::: Given data
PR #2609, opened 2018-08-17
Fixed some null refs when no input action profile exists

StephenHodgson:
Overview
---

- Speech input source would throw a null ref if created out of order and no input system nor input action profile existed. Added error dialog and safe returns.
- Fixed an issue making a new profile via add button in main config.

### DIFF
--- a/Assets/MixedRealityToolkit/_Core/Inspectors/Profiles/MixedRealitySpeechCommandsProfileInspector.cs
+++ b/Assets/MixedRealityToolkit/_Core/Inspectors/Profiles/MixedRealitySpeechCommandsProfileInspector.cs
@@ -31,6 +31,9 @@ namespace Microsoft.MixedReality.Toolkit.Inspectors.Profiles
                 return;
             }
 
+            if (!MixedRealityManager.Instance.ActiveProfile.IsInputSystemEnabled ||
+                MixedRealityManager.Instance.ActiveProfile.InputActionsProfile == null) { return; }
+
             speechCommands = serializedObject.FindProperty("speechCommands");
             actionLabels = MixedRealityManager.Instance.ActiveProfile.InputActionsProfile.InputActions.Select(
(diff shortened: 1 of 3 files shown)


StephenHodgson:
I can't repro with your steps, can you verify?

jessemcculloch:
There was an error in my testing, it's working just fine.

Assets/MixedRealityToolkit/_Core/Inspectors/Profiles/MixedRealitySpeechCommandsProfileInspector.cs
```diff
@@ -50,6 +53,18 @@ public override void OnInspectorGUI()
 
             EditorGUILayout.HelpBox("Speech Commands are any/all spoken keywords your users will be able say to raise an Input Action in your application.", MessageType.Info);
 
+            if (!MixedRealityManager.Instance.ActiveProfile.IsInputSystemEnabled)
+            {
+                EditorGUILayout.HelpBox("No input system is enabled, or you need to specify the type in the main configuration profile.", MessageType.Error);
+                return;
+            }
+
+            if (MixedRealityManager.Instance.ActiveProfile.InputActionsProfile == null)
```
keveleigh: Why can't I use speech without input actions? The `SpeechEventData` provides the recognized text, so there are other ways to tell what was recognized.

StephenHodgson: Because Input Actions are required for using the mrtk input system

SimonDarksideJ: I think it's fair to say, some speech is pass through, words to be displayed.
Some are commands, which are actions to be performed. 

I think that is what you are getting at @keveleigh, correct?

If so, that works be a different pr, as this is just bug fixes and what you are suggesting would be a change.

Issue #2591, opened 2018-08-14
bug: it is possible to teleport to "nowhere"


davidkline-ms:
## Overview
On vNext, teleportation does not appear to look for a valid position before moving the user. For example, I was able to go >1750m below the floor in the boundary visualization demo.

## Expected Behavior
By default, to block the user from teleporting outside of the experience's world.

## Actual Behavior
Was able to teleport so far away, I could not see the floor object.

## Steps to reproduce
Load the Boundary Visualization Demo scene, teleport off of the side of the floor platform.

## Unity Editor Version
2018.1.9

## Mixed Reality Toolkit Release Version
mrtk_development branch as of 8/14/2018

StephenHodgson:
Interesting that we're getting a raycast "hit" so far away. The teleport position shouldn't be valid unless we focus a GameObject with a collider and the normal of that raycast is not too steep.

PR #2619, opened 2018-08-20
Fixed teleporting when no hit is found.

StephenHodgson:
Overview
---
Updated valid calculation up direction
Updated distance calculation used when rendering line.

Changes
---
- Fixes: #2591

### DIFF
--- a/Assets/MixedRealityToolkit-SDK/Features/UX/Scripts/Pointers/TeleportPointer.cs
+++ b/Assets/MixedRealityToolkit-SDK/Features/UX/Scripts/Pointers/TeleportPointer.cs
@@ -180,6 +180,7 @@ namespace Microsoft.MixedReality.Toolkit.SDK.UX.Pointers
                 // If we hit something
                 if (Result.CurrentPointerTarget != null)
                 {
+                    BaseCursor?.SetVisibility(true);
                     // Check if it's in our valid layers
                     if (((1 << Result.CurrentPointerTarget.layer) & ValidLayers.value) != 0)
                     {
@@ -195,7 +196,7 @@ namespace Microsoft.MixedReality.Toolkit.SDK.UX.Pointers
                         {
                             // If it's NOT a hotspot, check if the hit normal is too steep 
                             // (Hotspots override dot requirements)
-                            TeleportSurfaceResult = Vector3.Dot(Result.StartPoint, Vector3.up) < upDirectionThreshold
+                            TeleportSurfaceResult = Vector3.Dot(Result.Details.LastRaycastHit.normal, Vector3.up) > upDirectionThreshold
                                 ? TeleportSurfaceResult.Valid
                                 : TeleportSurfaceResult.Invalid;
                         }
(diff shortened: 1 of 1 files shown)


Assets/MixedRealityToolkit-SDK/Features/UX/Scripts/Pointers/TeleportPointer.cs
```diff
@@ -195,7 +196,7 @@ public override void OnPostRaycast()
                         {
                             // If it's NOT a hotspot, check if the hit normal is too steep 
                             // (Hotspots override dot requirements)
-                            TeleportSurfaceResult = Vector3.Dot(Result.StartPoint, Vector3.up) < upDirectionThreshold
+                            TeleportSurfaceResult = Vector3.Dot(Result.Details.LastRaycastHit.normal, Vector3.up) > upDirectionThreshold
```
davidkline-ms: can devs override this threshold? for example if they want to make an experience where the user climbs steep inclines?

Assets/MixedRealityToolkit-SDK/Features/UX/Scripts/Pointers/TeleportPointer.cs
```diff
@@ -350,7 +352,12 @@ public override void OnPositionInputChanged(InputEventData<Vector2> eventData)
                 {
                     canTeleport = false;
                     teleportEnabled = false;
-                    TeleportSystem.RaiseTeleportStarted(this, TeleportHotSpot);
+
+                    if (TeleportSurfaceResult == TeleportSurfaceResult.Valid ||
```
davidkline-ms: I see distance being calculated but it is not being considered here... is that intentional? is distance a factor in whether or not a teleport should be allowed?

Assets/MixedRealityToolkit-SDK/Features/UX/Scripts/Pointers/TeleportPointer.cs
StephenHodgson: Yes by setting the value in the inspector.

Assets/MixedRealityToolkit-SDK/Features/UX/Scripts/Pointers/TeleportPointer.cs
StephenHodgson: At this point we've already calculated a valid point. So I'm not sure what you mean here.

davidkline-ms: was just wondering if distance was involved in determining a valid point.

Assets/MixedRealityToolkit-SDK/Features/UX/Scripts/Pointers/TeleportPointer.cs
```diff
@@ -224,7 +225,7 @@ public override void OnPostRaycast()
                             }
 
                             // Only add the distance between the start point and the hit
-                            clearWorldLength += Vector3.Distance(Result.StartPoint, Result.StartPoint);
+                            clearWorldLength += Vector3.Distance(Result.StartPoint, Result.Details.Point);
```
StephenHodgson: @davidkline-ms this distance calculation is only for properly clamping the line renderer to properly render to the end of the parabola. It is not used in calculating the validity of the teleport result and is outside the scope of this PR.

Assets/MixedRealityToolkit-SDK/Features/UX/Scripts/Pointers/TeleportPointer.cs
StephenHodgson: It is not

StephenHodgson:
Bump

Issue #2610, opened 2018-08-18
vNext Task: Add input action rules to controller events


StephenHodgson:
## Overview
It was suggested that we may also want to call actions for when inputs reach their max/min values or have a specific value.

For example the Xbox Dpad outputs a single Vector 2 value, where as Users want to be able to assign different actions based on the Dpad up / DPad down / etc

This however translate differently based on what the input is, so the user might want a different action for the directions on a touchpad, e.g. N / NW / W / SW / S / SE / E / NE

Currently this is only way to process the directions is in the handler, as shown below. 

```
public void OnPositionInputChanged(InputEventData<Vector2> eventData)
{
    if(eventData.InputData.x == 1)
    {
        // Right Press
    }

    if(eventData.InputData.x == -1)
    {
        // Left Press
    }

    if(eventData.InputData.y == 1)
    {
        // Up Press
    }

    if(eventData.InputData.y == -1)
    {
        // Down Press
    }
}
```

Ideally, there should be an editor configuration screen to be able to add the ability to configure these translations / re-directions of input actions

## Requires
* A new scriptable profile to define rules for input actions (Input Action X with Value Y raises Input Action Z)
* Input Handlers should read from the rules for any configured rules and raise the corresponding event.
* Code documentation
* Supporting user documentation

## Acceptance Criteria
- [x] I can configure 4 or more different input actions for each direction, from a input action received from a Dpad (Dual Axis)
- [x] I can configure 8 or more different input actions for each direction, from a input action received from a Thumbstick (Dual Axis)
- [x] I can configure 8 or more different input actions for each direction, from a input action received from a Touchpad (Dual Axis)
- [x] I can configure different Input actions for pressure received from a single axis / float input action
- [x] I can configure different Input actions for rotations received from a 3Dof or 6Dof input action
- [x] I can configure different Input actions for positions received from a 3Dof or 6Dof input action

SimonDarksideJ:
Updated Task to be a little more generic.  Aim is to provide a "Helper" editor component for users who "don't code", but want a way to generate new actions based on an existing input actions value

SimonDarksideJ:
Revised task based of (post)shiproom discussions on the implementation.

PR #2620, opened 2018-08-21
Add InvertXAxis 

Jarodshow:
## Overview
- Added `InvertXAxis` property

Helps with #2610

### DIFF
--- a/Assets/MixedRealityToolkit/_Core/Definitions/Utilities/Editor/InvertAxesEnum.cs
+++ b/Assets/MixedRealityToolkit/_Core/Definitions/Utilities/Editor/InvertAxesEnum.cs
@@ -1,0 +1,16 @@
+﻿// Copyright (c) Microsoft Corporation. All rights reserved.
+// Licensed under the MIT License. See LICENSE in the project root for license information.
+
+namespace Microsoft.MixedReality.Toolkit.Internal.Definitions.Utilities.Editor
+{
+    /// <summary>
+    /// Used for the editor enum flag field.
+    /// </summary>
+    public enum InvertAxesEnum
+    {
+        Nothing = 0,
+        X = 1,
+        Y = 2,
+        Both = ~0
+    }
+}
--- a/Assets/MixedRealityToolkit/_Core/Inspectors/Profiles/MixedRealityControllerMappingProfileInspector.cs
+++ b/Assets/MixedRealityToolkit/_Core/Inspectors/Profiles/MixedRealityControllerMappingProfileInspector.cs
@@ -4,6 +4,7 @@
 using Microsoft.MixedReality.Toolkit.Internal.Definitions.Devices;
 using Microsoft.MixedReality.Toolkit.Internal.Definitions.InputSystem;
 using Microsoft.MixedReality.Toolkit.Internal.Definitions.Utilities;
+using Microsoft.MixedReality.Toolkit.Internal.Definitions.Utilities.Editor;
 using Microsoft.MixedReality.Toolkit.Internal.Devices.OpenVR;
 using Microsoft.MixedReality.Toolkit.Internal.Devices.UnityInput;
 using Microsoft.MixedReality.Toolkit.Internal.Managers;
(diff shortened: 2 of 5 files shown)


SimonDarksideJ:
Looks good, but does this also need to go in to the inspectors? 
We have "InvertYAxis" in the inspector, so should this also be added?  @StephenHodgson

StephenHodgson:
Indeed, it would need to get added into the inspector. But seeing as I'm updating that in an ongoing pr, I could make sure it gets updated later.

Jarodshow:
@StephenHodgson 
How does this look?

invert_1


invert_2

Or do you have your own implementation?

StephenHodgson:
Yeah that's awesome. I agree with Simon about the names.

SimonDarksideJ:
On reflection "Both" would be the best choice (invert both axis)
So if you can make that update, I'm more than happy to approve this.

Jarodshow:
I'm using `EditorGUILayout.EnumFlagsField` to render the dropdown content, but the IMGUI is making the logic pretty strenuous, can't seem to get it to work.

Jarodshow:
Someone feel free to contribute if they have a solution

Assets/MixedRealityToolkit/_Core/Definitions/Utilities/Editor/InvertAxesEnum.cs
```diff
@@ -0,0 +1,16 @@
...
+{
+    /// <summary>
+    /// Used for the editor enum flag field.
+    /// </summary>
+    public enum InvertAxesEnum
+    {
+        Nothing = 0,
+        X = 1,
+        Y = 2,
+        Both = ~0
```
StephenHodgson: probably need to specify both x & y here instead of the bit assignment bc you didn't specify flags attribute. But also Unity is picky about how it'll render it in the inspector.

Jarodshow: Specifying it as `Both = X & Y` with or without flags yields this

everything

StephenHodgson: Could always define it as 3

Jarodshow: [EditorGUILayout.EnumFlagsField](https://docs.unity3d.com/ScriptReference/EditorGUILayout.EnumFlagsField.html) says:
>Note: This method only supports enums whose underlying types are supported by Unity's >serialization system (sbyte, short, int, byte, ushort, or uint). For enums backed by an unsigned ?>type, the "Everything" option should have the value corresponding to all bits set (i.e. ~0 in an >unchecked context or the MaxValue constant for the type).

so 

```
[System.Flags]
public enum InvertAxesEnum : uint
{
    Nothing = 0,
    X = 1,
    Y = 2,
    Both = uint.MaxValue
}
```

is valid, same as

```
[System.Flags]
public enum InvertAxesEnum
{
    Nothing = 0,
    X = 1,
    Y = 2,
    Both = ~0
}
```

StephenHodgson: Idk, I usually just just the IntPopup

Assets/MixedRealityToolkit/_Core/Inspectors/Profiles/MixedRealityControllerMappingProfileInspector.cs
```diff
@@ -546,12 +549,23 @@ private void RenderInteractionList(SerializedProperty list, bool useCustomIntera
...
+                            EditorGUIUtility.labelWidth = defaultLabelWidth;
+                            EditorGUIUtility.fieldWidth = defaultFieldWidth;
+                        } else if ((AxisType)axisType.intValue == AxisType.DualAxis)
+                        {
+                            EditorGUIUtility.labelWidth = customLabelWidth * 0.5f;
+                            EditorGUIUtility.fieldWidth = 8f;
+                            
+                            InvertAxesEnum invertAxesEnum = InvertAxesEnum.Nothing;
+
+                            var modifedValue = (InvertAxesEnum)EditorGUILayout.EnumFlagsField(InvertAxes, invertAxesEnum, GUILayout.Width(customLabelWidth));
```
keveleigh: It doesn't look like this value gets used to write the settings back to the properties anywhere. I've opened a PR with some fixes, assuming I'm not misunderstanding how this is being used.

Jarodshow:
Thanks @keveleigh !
::::::
::: Given data
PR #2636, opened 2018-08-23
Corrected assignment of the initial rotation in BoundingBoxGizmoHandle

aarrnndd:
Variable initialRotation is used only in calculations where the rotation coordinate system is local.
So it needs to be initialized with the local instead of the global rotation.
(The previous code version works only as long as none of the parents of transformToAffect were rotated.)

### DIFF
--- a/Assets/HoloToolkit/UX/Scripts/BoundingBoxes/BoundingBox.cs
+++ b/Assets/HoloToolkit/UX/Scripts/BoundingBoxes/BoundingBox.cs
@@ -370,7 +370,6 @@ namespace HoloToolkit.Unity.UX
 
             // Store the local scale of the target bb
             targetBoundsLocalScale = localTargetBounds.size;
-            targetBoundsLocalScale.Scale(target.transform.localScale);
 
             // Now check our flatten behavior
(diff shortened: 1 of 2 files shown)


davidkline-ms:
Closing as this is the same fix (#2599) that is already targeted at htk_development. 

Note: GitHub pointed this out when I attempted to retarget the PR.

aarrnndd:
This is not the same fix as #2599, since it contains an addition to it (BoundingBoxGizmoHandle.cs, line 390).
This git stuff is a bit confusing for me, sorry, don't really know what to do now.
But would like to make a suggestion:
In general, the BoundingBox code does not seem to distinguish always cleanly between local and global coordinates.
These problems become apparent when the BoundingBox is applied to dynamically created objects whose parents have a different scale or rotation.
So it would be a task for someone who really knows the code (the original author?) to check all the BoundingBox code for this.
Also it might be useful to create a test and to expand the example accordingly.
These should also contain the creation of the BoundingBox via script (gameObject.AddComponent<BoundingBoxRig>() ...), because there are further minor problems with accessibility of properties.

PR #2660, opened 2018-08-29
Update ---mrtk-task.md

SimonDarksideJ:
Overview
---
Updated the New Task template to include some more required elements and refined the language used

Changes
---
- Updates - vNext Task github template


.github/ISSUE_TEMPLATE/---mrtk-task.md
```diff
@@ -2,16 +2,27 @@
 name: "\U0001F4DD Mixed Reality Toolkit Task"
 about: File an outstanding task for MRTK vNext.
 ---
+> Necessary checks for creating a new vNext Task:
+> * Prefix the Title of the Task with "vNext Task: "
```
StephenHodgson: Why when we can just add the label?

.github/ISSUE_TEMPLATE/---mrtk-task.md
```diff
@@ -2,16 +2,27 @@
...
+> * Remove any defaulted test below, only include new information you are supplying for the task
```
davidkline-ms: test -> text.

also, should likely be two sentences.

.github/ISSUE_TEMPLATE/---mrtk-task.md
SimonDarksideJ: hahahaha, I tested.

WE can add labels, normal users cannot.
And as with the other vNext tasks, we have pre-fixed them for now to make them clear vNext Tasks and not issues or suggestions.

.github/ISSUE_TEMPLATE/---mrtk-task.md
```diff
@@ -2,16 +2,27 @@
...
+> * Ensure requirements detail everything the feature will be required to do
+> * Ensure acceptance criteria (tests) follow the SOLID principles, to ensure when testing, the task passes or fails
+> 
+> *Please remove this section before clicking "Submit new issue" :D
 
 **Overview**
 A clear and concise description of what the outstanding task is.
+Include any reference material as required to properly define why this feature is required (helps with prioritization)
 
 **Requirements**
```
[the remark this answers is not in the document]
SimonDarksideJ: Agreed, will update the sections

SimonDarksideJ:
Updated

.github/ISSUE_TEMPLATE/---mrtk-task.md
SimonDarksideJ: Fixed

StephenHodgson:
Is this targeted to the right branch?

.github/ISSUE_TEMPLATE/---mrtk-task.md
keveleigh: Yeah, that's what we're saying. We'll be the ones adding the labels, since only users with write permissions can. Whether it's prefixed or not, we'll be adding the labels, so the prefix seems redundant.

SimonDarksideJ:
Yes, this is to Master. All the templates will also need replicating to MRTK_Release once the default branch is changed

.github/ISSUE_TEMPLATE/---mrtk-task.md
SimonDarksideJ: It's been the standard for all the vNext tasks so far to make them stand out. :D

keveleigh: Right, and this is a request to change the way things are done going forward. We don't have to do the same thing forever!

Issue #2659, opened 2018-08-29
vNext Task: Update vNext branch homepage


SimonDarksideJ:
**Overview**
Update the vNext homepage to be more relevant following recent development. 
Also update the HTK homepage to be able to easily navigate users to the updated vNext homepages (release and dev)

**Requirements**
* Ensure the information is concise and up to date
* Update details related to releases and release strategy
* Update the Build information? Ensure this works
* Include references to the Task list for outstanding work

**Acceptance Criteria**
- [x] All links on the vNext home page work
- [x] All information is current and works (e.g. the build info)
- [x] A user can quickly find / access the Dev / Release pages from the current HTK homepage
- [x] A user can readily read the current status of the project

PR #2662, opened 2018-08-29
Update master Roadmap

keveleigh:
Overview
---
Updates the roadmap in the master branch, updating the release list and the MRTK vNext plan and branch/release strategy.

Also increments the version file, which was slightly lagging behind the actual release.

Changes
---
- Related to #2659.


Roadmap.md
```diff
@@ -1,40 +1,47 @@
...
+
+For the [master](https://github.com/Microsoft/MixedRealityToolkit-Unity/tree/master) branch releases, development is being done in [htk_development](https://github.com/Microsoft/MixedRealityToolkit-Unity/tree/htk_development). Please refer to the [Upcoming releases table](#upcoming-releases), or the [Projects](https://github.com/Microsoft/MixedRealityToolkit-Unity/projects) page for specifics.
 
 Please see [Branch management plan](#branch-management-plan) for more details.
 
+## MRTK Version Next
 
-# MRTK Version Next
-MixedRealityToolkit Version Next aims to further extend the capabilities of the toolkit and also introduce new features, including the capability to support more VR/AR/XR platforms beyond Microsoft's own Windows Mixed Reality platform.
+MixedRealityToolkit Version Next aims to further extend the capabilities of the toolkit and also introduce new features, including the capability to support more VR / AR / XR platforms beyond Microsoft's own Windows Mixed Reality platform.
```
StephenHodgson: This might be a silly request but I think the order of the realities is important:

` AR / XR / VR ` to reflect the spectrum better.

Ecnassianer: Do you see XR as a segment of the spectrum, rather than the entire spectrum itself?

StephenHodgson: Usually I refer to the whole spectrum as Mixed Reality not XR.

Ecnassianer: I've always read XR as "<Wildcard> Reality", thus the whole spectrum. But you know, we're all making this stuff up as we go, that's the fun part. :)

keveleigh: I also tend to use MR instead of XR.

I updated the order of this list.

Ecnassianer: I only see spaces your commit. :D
::::::
- _Problem to work on_: Wherever the word "directions" occurs in the data above, copy the line it sits in.

- _Exercise solution_:
This however translate differently based on what the input is, so the user might want a different action for the directions on a touchpad, e.g. N / NW / W / SW / S / SE / E / NE
Currently this is only way to process the directions is in the handler, as shown below. 
Ideally, there should be an editor configuration screen to be able to add the ability to configure these translations / re-directions of input actions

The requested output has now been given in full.